▶ **Task objective**: Write out again only the lines running from the one that contains "loic-sharma: If you'd" to the end of the records below, including both the first and the last.

Collected data
'''

PR #98, opened 2017-11-28
Change package signature schema to support SHA-256 fingerprints, instead of SHA-1

joelverhagen:
Per conversation with Barry, we're to use SHA-256 on the server side.

This is recreating the schema since there is no data we care about in the environments this is deployed to (DEV and INT).

I will release a new minor version (2.5.0?) of the ServerCommon packages to consume in NuGet.Jobs.


src/NuGet.Services.Validation/Entities/ValidationEntitiesContext.cs
```diff
@@ -304,7 +310,7 @@ private void RegisterPackageSigningEntities(DbModelBuilder modelBuilder)
 
             modelBuilder.Entity<EndCertificate>()
                 .Property(c => c.Thumbprint)
-                .HasMaxLength(40)
+                .HasMaxLength(FingerprintLength)
                 .HasColumnType("char")
```
loic-sharma: If you'd like to move from `char` to `varchar`, feel free to do it in this PR :)

joelverhagen: Fixed.

joelverhagen:
This is progress on https://github.com/NuGet/Engineering/issues/935.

'''

▶ **Output of the exercise**:
loic-sharma: If you'd like to move from `char` to `varchar`, feel free to do it in this PR :)

joelverhagen: Fixed.

joelverhagen:
This is progress on https://github.com/NuGet/Engineering/issues/935.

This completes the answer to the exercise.